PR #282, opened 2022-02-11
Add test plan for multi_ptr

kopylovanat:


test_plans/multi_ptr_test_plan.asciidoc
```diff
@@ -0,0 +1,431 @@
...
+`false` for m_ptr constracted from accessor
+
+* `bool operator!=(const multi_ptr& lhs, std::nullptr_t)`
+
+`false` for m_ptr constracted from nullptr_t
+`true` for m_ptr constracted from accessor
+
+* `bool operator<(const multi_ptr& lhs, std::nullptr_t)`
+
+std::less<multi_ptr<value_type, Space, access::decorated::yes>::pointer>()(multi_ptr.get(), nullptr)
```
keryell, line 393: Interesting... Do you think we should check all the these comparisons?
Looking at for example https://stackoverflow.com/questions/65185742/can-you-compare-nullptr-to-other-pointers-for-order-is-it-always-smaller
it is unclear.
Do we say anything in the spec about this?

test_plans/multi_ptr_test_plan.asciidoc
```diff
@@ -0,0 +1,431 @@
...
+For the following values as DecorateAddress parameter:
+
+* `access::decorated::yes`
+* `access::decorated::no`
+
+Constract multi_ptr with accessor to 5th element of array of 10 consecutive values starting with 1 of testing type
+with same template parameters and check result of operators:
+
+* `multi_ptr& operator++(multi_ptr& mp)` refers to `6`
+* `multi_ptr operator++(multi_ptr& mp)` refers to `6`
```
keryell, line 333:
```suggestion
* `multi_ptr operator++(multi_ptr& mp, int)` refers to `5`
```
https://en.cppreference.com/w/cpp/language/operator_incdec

★ ★ ★ ★

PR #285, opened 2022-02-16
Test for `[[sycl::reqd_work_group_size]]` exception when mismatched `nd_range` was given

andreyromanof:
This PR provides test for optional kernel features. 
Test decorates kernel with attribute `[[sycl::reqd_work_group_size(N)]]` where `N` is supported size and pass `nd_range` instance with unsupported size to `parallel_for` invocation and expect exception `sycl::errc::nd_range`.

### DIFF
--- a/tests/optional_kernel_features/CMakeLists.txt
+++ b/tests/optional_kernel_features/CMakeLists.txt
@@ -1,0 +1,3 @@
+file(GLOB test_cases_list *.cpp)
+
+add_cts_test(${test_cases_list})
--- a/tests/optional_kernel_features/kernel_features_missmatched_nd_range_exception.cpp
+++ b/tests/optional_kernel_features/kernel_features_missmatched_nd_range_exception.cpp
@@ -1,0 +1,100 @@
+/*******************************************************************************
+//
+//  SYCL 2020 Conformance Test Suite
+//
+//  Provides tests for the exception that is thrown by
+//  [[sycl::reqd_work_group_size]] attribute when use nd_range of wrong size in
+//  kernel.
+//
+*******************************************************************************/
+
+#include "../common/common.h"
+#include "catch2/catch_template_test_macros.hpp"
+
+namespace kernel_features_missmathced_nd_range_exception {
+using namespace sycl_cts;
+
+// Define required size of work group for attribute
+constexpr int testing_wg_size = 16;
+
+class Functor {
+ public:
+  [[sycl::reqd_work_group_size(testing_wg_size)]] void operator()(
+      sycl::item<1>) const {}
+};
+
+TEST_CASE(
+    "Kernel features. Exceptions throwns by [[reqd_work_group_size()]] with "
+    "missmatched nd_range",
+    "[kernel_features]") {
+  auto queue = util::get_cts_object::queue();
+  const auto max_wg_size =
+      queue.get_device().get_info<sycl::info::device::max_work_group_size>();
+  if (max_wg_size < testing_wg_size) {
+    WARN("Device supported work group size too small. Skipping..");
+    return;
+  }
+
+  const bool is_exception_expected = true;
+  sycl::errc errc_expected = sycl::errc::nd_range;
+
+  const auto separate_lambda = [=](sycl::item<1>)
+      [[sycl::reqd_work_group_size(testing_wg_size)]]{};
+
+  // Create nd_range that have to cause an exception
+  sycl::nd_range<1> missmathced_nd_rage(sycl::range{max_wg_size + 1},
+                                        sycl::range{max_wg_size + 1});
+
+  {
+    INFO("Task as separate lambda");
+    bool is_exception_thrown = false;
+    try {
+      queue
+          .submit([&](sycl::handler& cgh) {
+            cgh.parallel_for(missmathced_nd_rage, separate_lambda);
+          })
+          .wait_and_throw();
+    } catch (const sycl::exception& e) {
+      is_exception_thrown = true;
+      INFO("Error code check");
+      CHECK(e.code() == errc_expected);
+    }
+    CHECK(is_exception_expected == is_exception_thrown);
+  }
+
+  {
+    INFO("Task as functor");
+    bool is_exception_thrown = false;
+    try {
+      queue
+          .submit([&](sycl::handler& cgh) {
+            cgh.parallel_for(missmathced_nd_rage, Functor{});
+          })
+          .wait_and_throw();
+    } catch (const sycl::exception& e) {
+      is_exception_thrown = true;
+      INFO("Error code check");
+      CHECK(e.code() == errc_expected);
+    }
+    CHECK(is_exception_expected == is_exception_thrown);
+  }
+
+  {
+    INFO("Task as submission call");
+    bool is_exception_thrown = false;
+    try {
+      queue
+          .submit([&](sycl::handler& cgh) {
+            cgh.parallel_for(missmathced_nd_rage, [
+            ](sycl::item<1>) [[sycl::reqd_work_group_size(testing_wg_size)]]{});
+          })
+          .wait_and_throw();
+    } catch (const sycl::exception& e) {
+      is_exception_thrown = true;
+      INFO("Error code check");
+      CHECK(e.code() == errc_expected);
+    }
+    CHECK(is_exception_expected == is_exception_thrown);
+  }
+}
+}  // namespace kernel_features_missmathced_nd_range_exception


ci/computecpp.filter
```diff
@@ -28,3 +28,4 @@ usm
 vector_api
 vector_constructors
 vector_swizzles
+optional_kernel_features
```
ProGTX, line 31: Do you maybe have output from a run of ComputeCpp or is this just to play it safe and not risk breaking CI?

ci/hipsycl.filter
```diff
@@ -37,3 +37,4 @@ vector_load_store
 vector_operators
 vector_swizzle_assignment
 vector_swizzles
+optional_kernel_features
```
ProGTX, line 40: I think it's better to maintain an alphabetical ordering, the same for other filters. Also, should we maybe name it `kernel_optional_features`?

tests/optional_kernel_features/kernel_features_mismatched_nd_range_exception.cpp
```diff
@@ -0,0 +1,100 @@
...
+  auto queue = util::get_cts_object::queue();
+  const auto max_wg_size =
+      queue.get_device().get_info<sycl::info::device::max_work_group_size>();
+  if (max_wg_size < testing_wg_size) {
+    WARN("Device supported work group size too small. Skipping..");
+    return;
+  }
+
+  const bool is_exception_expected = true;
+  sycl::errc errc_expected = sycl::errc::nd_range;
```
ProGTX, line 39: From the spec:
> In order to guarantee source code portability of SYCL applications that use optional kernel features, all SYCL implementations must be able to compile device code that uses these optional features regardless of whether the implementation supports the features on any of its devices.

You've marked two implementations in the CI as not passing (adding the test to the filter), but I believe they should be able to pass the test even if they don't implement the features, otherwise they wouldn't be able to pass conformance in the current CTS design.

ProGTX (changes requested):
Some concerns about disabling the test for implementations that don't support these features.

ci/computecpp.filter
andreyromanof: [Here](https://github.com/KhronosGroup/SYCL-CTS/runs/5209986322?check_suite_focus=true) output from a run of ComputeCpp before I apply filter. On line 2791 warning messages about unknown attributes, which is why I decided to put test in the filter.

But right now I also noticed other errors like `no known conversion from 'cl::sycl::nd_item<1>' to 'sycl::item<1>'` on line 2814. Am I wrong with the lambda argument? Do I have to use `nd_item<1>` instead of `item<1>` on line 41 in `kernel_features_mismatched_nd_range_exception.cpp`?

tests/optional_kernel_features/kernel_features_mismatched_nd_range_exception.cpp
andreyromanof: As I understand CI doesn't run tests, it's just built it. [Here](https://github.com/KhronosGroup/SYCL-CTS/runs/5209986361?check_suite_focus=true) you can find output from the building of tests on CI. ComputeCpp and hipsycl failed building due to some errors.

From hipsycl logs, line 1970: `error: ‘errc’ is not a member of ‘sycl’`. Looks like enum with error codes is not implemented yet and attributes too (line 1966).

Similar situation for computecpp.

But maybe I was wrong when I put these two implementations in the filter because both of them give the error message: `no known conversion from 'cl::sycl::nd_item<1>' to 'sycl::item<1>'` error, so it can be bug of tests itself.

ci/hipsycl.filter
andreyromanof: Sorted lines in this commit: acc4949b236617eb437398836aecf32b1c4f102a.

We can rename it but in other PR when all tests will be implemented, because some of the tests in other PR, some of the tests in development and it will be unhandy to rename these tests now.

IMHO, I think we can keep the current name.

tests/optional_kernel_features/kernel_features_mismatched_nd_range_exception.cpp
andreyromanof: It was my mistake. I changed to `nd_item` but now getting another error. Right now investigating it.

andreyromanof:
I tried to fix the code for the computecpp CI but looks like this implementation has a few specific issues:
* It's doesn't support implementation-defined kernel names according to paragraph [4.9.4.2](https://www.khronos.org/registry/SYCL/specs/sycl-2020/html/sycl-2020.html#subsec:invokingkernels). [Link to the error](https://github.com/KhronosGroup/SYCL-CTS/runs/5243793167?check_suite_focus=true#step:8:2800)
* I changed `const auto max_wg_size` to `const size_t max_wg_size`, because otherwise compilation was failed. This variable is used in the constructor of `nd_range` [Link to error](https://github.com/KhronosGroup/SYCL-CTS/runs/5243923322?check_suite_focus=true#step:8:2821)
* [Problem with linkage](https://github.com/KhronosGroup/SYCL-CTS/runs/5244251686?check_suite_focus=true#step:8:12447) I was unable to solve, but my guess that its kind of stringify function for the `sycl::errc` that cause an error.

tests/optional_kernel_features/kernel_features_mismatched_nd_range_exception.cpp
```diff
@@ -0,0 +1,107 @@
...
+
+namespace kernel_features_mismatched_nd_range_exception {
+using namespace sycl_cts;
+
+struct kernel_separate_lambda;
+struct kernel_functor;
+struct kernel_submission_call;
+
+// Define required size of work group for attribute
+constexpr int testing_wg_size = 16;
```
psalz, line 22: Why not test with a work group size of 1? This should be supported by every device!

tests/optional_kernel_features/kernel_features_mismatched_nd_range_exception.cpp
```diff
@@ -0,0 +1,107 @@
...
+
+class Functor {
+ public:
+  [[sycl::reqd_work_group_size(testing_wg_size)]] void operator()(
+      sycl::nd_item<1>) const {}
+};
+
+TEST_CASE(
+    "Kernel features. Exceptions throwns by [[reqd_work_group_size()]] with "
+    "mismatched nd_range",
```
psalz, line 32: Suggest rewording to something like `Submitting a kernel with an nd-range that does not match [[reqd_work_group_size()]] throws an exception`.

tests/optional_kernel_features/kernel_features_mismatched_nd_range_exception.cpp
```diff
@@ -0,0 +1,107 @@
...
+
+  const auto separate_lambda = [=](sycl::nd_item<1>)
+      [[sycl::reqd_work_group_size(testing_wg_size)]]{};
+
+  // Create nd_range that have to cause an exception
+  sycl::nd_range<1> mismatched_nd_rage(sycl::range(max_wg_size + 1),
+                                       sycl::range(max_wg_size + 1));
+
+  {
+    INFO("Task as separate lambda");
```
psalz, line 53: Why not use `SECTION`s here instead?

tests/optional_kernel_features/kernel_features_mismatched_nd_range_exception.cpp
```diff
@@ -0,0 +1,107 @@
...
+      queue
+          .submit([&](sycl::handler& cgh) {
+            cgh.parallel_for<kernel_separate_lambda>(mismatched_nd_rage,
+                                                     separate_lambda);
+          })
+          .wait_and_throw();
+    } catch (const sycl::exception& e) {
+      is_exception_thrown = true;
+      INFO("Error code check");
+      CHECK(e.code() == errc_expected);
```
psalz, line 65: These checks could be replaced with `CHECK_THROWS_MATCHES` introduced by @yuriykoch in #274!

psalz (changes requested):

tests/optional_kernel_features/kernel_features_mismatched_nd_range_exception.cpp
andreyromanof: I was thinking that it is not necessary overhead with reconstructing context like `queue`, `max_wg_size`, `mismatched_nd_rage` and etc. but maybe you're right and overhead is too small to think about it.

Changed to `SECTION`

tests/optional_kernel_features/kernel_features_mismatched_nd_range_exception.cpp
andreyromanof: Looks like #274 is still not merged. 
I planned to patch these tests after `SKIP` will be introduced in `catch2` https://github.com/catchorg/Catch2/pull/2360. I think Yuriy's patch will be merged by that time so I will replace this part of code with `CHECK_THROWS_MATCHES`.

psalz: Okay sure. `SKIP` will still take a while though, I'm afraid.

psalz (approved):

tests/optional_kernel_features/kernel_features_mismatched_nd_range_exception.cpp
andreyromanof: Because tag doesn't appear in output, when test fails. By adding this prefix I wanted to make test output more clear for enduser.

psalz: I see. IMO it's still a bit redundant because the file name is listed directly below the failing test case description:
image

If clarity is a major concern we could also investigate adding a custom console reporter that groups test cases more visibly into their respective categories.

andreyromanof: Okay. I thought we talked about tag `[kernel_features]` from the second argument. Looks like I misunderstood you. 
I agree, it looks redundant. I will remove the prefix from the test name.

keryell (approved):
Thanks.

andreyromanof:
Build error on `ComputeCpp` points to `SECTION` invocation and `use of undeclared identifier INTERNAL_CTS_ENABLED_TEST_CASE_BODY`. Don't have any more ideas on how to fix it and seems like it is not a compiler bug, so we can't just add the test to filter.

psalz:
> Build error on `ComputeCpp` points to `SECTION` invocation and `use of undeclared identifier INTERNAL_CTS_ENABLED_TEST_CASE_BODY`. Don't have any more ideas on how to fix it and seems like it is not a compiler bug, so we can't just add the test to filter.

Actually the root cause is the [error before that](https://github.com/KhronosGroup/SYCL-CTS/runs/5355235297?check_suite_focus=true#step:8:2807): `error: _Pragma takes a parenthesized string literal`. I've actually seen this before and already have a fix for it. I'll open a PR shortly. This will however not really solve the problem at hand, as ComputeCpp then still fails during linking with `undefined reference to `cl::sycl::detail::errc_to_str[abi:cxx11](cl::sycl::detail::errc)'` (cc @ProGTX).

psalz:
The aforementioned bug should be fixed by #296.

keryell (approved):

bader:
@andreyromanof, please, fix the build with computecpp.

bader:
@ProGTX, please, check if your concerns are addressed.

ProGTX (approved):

★ ★ ★ ★

[Prompt]
If a line of the data above holds the string "changes", count it, then give only the final number.

[Task result]
2